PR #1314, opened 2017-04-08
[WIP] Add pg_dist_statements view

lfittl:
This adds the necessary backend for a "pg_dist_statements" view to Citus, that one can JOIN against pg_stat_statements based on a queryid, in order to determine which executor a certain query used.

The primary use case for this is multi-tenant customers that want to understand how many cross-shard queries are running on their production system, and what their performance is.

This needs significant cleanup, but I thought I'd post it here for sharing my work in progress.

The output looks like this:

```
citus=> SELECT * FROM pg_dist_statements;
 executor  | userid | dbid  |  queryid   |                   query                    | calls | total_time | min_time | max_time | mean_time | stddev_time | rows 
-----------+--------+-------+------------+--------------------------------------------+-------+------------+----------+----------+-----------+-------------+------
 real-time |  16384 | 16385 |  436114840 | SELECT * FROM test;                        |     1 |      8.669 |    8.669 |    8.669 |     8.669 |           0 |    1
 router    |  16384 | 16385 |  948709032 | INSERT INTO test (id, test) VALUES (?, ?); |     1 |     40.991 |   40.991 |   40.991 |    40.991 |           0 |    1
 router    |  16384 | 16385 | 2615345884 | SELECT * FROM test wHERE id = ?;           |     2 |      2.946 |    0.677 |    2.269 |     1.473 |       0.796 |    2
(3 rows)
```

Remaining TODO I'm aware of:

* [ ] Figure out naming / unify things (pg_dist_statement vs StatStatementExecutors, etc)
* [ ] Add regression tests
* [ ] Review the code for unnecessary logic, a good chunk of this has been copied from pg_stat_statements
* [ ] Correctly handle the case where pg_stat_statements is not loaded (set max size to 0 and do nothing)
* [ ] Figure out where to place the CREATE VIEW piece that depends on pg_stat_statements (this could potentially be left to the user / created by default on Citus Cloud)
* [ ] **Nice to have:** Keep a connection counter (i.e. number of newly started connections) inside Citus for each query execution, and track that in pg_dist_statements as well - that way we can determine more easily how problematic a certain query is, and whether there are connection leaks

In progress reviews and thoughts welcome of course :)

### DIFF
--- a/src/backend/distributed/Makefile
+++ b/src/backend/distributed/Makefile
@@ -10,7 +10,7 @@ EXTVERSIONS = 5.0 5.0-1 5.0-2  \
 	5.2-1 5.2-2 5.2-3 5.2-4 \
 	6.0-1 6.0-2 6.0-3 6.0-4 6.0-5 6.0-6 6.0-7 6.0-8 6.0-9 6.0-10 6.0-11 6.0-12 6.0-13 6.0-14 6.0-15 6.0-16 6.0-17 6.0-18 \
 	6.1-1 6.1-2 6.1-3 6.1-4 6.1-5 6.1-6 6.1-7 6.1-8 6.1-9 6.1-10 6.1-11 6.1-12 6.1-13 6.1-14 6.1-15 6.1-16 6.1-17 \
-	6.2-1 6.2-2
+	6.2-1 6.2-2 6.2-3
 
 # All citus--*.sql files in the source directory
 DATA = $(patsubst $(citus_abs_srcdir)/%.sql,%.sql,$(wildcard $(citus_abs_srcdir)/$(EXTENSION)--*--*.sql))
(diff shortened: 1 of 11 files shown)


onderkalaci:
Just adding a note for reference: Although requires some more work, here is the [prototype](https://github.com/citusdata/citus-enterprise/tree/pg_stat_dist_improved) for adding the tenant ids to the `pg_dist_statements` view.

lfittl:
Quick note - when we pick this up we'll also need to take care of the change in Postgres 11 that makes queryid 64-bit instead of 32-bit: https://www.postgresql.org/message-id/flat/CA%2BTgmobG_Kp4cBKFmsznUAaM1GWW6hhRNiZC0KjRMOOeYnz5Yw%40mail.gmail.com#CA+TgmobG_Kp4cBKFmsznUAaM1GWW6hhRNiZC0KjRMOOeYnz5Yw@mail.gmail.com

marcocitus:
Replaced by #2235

**THE TASK**: Within the entries above, find each line where "Makefile" appears; copy every one.

**TASK RESULT**:
--- a/src/backend/distributed/Makefile
+++ b/src/backend/distributed/Makefile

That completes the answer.